(Records for the exercise begins)

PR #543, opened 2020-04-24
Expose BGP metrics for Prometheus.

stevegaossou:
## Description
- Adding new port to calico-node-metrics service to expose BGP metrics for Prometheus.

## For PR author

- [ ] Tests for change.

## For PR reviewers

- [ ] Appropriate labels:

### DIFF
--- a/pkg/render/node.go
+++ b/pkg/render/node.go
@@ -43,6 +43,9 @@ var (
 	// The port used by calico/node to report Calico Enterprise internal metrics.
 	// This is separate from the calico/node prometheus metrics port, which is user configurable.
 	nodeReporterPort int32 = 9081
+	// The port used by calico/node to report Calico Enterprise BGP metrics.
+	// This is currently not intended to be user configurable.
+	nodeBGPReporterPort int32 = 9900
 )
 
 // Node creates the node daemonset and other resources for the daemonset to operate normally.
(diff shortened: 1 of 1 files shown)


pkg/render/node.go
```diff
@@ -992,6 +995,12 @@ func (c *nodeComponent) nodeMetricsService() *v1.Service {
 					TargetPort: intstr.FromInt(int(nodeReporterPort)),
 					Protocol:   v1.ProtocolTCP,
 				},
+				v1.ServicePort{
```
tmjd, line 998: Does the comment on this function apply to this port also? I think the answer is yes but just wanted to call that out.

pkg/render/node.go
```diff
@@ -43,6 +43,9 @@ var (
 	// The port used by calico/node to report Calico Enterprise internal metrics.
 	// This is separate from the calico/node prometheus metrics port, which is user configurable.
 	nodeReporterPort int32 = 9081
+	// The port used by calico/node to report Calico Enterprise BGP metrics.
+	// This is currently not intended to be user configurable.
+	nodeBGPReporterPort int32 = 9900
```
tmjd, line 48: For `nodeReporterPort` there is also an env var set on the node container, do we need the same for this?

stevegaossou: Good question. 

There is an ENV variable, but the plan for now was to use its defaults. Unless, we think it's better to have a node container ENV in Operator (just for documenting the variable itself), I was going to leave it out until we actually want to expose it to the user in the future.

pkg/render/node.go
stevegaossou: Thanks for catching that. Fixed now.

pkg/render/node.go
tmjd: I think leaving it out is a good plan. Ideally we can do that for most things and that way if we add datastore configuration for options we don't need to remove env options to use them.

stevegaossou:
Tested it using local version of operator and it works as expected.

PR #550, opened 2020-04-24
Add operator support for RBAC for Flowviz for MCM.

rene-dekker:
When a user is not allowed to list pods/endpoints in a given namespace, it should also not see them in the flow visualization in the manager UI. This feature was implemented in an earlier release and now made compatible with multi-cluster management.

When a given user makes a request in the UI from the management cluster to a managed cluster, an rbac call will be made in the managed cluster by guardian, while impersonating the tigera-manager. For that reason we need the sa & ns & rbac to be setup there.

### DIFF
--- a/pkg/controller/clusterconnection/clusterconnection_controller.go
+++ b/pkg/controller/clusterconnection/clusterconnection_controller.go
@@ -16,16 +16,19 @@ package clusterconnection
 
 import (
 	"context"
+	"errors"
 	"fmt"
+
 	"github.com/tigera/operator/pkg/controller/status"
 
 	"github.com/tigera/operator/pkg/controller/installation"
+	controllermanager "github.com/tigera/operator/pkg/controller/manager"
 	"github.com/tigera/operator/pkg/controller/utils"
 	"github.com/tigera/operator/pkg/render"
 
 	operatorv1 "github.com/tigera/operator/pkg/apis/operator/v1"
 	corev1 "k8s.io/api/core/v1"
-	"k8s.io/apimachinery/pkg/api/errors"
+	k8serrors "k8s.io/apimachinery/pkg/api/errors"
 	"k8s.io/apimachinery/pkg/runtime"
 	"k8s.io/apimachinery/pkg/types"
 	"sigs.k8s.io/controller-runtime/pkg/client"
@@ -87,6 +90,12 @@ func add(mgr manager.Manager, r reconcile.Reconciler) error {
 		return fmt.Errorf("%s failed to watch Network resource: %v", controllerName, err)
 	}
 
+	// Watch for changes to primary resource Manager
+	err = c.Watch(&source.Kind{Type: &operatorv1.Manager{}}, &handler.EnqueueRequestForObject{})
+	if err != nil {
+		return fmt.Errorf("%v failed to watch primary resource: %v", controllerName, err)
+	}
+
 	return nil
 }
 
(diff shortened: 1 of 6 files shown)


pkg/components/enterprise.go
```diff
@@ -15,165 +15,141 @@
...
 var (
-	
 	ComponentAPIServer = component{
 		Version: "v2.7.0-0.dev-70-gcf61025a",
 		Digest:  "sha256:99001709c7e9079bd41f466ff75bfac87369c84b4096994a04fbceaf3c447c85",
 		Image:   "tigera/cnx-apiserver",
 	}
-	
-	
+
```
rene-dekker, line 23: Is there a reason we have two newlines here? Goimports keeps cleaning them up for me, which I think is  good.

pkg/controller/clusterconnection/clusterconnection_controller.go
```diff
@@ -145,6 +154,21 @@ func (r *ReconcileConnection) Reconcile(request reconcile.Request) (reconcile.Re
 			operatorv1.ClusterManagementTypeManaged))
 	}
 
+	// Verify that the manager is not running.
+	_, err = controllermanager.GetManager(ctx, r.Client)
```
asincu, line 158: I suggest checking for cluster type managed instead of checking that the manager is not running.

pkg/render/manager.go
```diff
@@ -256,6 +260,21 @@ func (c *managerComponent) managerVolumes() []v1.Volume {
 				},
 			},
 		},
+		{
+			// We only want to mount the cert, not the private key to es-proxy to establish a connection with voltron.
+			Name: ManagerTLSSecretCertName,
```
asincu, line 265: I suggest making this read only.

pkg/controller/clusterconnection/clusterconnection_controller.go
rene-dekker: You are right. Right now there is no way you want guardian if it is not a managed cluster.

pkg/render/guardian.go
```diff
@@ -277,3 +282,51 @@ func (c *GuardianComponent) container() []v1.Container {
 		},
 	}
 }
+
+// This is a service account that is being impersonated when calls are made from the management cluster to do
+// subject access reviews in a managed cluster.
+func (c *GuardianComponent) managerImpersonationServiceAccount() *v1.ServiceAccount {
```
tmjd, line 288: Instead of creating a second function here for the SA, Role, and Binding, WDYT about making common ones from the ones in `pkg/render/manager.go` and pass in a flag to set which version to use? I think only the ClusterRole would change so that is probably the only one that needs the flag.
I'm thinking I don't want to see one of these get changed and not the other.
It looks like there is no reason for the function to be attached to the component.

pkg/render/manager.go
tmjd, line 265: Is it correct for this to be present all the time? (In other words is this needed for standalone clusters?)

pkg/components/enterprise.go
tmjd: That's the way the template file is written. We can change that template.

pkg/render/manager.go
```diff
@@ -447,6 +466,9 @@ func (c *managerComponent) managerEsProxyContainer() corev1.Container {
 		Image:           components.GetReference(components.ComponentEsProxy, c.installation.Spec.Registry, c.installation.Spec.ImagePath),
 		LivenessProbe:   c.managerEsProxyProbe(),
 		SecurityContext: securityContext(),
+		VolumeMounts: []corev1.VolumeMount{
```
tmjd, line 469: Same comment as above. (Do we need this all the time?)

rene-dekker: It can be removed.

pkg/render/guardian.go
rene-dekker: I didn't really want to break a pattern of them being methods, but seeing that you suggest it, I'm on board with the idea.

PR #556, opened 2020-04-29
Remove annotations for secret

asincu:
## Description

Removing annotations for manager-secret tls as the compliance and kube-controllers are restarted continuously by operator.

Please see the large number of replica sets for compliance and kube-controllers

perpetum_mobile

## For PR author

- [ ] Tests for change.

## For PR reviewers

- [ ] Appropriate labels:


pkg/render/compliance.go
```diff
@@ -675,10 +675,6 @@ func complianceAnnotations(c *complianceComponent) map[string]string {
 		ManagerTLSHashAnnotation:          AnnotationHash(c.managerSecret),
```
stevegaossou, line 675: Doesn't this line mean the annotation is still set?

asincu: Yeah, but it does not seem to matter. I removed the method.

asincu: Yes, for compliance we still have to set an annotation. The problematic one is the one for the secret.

(Records for the exercise ends)

- **What the task requires**: Nothing but a number should be given: how many lines in the records hold the word "user".

- **Written answer**: 7